→ **WHAT YOU HAVE TO DO**: Each line of the records below that holds "caught" should be returned.

(RECORD SET begins)

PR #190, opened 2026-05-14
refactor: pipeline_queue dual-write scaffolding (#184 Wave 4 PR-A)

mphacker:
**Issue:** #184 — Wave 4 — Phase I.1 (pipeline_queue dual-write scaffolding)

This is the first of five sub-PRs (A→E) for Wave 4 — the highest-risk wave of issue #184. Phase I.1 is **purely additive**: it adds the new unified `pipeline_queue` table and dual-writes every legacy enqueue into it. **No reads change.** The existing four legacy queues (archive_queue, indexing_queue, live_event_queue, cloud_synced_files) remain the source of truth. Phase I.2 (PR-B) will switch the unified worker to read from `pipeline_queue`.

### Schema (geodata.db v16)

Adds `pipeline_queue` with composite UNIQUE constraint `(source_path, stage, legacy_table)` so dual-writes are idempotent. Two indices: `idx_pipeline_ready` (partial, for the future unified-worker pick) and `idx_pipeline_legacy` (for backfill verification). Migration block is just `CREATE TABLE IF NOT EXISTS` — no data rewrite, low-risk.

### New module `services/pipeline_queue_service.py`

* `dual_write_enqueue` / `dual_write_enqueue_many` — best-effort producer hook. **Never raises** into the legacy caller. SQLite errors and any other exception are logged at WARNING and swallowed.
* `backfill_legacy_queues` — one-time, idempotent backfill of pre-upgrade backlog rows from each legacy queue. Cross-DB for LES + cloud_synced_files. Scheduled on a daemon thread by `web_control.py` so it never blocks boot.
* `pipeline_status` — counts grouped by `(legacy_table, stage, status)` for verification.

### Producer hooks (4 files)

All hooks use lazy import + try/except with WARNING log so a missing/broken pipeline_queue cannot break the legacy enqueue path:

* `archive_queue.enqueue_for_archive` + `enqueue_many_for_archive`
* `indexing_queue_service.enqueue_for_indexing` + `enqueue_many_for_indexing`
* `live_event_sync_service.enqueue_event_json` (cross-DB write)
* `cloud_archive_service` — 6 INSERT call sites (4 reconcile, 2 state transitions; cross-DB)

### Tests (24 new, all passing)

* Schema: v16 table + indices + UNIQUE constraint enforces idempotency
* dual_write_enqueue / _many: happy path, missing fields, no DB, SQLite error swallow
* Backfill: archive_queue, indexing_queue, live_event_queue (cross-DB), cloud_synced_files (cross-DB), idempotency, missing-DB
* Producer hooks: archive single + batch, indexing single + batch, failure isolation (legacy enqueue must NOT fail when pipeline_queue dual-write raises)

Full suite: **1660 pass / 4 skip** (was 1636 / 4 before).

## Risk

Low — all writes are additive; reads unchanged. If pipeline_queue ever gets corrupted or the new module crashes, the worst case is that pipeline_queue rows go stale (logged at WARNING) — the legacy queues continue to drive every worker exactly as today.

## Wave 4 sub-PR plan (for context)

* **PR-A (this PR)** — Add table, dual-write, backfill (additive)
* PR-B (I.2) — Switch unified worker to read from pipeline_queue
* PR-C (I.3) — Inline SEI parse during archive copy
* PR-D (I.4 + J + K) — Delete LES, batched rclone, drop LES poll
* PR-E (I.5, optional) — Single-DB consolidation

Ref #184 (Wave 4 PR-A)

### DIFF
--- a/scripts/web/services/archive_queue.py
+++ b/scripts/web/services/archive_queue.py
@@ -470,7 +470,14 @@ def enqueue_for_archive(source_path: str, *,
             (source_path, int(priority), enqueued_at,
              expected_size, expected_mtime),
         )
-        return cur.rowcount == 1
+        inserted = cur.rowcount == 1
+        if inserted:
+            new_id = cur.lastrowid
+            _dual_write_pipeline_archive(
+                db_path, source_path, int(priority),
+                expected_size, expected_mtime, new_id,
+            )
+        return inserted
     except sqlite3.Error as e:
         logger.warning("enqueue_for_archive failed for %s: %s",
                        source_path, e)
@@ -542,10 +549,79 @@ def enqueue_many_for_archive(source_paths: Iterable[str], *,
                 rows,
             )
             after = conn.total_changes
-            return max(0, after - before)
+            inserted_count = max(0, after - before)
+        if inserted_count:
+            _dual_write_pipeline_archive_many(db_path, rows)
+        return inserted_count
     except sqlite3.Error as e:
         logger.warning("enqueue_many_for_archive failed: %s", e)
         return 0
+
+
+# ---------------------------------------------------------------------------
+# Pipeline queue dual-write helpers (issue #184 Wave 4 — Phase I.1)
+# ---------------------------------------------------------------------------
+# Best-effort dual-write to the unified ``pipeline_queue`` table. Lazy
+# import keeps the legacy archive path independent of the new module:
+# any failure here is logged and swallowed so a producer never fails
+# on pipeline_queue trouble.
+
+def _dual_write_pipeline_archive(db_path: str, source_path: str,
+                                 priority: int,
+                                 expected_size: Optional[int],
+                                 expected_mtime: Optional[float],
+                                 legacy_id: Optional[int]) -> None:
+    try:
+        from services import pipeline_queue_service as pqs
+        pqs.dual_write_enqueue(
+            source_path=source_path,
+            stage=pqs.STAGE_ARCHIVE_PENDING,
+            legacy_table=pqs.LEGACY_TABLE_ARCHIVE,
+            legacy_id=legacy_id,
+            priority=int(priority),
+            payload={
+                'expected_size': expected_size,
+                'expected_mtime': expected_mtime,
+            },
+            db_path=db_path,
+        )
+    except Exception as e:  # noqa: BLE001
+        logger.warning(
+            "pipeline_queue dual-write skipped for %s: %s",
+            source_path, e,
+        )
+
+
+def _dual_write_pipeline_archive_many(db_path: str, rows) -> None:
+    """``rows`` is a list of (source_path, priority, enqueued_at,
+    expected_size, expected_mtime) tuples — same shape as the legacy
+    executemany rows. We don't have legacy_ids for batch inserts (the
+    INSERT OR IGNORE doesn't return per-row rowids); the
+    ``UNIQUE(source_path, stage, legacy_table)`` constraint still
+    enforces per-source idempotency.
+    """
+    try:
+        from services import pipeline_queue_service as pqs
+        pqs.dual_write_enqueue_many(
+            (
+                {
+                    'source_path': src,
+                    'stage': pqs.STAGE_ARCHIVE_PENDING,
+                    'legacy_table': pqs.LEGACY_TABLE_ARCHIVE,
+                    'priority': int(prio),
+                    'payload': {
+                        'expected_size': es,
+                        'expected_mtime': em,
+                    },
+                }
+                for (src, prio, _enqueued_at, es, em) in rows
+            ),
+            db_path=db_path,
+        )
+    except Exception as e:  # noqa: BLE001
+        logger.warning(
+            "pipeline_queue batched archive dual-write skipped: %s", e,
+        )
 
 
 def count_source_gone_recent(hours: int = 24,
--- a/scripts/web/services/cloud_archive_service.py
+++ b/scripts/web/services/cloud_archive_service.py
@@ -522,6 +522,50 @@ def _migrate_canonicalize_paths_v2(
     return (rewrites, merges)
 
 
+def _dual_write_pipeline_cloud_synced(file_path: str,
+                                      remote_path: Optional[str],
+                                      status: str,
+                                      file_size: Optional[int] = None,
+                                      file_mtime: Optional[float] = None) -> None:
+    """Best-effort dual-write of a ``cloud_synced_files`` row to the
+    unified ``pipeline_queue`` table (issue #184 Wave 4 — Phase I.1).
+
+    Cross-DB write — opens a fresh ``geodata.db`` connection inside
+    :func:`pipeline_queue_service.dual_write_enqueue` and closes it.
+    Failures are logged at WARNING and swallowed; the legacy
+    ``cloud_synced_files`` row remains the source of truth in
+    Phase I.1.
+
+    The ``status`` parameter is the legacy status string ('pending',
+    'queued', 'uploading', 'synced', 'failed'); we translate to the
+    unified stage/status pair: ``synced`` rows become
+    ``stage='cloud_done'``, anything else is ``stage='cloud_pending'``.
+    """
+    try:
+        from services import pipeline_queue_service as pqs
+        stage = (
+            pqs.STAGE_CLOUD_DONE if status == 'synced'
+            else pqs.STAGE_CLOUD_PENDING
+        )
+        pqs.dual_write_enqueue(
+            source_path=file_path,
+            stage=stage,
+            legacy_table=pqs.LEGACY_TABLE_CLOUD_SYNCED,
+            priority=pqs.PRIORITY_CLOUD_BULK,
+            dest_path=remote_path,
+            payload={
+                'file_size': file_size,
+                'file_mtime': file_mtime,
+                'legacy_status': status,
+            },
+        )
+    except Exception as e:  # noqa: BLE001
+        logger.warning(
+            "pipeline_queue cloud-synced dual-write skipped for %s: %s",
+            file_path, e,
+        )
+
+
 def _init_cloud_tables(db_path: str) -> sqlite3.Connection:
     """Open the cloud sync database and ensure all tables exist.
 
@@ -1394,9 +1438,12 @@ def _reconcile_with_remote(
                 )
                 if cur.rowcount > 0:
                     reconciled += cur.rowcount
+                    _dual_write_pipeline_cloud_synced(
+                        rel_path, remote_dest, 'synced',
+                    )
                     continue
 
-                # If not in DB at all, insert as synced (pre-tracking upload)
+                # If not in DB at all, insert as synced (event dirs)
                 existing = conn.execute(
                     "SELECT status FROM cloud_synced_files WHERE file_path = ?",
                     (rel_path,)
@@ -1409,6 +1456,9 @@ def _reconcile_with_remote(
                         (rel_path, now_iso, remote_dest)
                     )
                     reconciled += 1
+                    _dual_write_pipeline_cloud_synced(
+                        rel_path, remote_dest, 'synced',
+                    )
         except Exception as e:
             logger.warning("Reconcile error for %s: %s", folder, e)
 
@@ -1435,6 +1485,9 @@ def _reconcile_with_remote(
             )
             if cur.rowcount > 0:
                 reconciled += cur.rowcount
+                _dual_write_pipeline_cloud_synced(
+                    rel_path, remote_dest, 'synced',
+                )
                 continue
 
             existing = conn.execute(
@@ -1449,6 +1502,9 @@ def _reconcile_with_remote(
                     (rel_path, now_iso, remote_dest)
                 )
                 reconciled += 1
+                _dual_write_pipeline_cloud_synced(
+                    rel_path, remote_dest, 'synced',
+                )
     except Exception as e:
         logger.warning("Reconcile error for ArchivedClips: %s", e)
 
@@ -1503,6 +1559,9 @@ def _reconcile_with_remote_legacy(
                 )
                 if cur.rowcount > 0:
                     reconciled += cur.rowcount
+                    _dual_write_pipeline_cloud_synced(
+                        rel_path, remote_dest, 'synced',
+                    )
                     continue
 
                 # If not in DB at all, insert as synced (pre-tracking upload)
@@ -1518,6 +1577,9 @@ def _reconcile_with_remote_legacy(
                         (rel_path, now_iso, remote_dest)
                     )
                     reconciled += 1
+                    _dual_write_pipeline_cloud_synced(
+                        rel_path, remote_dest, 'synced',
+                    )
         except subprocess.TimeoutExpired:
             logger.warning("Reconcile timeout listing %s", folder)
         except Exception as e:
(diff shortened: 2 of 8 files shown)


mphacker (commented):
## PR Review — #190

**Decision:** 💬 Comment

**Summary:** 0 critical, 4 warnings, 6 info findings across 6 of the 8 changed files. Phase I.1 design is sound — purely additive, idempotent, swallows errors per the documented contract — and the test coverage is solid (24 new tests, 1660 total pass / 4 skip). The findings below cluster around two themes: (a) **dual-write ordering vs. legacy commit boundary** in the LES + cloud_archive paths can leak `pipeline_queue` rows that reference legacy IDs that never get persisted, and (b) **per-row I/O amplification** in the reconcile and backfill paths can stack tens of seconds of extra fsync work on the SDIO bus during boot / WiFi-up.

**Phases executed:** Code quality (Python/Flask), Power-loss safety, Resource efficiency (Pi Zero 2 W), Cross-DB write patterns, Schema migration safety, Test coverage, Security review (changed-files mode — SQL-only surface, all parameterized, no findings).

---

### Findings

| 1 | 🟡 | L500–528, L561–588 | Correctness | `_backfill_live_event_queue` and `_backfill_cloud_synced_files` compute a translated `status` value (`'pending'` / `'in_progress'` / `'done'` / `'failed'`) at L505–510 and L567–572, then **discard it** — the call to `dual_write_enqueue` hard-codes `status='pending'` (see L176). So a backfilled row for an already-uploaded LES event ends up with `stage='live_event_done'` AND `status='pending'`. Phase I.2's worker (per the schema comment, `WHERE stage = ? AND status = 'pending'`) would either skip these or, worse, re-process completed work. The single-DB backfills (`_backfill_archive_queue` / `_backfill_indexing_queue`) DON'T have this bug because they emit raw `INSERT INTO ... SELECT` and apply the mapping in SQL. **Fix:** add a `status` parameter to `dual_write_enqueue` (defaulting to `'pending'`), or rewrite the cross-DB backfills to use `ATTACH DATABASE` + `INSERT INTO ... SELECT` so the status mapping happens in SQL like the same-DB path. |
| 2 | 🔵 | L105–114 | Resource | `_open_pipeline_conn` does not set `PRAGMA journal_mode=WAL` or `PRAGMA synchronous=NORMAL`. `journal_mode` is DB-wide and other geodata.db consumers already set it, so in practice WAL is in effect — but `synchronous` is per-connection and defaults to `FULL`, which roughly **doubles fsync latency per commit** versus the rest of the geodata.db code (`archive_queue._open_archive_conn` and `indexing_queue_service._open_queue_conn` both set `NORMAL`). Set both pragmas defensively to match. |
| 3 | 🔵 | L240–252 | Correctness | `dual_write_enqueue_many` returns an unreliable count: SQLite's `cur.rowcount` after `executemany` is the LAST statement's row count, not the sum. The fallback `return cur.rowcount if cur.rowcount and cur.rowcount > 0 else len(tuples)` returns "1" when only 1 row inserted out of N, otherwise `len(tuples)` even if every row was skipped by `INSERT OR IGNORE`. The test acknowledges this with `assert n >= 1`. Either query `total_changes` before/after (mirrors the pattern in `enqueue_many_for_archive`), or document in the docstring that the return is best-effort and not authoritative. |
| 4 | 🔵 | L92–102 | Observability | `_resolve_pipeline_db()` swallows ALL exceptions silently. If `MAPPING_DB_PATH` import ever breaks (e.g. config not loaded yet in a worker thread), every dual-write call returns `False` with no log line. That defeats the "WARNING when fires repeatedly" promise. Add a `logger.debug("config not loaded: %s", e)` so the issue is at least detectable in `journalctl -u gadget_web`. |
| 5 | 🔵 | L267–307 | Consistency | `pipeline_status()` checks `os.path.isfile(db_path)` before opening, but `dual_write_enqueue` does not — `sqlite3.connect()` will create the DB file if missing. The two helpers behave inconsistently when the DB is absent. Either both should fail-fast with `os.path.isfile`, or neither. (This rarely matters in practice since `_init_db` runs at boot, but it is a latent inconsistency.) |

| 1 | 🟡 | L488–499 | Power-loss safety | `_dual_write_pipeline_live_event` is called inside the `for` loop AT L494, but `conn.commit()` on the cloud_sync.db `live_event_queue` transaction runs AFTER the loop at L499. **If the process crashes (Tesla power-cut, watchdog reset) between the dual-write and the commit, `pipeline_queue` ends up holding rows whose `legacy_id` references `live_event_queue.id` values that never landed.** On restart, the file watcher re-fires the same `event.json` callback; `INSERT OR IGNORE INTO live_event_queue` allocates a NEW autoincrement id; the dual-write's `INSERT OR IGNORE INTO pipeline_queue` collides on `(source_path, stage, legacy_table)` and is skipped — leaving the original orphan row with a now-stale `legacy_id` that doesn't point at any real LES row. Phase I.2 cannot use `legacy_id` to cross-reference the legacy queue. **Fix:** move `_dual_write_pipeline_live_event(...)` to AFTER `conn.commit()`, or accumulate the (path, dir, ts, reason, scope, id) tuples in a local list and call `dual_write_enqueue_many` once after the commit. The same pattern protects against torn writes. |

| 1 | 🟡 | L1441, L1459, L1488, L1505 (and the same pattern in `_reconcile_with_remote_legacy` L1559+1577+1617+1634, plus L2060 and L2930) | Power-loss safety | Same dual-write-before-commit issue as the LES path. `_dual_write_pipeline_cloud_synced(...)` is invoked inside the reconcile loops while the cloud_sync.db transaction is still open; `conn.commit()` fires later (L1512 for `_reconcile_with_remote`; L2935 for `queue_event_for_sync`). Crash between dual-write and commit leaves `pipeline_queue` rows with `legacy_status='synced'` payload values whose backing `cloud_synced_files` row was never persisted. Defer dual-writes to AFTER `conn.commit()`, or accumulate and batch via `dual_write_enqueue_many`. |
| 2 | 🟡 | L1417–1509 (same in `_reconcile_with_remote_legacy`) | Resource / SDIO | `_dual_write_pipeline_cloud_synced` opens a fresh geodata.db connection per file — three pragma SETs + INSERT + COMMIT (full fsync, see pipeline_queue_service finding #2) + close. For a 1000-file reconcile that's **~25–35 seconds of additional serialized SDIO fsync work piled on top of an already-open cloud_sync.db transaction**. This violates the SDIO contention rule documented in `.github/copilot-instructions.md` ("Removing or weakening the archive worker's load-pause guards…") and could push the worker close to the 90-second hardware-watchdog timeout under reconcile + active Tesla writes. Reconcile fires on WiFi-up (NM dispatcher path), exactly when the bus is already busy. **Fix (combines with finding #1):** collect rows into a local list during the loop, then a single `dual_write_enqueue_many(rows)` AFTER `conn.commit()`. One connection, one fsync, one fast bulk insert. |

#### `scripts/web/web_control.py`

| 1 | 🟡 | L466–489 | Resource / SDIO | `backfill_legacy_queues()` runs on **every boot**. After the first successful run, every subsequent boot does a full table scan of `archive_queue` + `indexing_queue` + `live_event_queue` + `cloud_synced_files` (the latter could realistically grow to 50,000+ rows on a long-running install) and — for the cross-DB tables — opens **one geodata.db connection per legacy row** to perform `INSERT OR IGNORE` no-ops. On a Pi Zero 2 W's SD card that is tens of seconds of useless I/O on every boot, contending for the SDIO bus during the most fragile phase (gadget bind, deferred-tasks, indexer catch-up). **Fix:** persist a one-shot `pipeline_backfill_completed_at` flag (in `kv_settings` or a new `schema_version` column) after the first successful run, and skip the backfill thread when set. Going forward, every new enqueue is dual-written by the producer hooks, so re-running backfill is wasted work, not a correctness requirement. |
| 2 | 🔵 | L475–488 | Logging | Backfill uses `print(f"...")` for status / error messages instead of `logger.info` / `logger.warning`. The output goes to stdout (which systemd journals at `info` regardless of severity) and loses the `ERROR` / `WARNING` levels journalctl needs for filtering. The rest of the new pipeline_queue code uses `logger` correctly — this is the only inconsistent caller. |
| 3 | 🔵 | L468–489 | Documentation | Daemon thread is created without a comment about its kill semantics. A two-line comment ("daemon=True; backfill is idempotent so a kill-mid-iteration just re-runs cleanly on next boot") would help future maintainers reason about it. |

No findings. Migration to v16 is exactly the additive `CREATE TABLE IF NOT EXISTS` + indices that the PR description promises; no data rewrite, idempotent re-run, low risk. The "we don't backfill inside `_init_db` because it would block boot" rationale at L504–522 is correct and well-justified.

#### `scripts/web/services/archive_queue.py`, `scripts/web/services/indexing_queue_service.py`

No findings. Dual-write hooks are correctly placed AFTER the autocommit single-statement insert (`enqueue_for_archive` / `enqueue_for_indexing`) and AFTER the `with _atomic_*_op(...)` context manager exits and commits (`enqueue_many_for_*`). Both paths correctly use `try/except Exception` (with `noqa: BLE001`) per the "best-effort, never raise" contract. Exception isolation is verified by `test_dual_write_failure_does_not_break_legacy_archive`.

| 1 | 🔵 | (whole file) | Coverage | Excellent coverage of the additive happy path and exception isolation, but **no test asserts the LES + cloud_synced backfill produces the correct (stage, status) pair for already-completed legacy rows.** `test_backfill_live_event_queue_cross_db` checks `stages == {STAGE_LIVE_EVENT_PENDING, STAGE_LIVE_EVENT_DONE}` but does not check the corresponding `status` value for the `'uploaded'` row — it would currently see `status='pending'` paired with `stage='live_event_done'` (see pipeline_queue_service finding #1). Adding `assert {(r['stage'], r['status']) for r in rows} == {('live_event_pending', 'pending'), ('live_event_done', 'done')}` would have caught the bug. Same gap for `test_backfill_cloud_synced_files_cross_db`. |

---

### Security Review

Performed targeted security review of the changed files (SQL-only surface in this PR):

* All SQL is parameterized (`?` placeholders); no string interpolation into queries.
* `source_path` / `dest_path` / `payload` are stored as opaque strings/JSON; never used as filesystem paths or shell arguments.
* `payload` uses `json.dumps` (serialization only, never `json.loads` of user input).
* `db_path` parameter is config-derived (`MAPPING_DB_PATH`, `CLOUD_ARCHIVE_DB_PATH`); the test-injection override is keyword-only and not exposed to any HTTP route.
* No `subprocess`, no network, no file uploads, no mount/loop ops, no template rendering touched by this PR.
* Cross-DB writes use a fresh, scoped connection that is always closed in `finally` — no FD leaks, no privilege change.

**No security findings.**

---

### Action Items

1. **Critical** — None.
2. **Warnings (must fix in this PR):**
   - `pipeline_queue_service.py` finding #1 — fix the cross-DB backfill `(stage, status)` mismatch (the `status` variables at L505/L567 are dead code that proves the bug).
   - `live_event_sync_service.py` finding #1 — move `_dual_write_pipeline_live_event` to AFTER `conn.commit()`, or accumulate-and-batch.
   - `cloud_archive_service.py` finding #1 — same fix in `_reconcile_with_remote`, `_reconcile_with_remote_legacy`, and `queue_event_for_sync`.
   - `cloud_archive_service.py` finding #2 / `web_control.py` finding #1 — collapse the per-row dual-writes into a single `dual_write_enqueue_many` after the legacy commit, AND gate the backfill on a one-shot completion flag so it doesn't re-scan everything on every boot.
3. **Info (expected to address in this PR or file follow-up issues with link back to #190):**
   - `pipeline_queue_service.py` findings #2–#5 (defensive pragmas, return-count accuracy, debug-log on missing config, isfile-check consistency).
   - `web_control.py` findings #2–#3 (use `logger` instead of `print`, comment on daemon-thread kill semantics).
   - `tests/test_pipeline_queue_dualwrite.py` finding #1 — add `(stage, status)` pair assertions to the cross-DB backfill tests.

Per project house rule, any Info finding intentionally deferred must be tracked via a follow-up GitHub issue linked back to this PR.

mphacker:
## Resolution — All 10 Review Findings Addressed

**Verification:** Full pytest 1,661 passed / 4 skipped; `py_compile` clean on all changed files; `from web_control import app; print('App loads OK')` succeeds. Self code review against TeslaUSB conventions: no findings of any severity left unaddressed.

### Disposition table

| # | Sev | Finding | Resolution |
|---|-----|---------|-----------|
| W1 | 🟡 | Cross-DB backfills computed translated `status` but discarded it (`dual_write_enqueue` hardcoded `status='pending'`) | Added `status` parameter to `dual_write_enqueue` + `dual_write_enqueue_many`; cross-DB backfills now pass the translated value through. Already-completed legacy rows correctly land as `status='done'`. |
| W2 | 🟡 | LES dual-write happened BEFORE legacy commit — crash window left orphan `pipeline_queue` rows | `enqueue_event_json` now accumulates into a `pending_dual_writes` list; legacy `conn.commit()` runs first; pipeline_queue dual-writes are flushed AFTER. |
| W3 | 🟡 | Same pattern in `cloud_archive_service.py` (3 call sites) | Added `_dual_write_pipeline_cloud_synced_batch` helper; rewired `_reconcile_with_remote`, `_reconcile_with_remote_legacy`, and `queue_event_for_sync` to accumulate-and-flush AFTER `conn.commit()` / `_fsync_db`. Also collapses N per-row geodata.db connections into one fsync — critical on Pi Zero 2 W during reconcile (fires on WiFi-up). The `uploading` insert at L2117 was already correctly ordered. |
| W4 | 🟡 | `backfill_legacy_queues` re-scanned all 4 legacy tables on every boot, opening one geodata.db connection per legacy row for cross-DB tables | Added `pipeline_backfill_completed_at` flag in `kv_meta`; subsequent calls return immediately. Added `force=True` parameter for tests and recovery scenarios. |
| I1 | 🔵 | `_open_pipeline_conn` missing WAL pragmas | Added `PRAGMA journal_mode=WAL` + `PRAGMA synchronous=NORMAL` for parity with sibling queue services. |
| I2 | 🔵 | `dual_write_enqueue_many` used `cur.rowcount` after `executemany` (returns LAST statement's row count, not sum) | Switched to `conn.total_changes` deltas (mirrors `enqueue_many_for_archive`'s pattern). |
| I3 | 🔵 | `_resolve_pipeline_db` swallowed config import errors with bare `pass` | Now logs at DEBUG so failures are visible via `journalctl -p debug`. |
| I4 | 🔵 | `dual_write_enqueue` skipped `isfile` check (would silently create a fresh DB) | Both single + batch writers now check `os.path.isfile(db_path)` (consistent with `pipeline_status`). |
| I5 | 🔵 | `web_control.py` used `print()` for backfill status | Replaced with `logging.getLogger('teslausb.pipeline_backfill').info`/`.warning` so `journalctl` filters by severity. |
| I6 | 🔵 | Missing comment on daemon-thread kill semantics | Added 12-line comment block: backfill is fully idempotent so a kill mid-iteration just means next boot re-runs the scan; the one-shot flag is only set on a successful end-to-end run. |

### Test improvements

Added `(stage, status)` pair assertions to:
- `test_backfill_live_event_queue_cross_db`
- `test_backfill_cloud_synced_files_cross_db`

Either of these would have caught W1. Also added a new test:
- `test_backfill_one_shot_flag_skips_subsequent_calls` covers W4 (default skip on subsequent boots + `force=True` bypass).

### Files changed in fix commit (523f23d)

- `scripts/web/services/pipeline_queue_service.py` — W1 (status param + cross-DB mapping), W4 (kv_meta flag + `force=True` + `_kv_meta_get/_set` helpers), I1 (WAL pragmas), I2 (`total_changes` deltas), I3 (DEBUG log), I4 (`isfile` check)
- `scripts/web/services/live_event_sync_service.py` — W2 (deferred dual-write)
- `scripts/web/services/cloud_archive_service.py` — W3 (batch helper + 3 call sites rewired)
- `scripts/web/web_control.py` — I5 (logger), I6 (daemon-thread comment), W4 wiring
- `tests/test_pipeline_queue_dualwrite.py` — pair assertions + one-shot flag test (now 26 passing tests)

(RECORD SET ends)

→ **TASK RESULT**:
| 1 | 🔵 | (whole file) | Coverage | Excellent coverage of the additive happy path and exception isolation, but **no test asserts the LES + cloud_synced backfill produces the correct (stage, status) pair for already-completed legacy rows.** `test_backfill_live_event_queue_cross_db` checks `stages == {STAGE_LIVE_EVENT_PENDING, STAGE_LIVE_EVENT_DONE}` but does not check the corresponding `status` value for the `'uploaded'` row — it would currently see `status='pending'` paired with `stage='live_event_done'` (see pipeline_queue_service finding #1). Adding `assert {(r['stage'], r['status']) for r in rows} == {('live_event_pending', 'pending'), ('live_event_done', 'done')}` would have caught the bug. Same gap for `test_backfill_cloud_synced_files_cross_db`. |
Either of these would have caught W1. Also added a new test:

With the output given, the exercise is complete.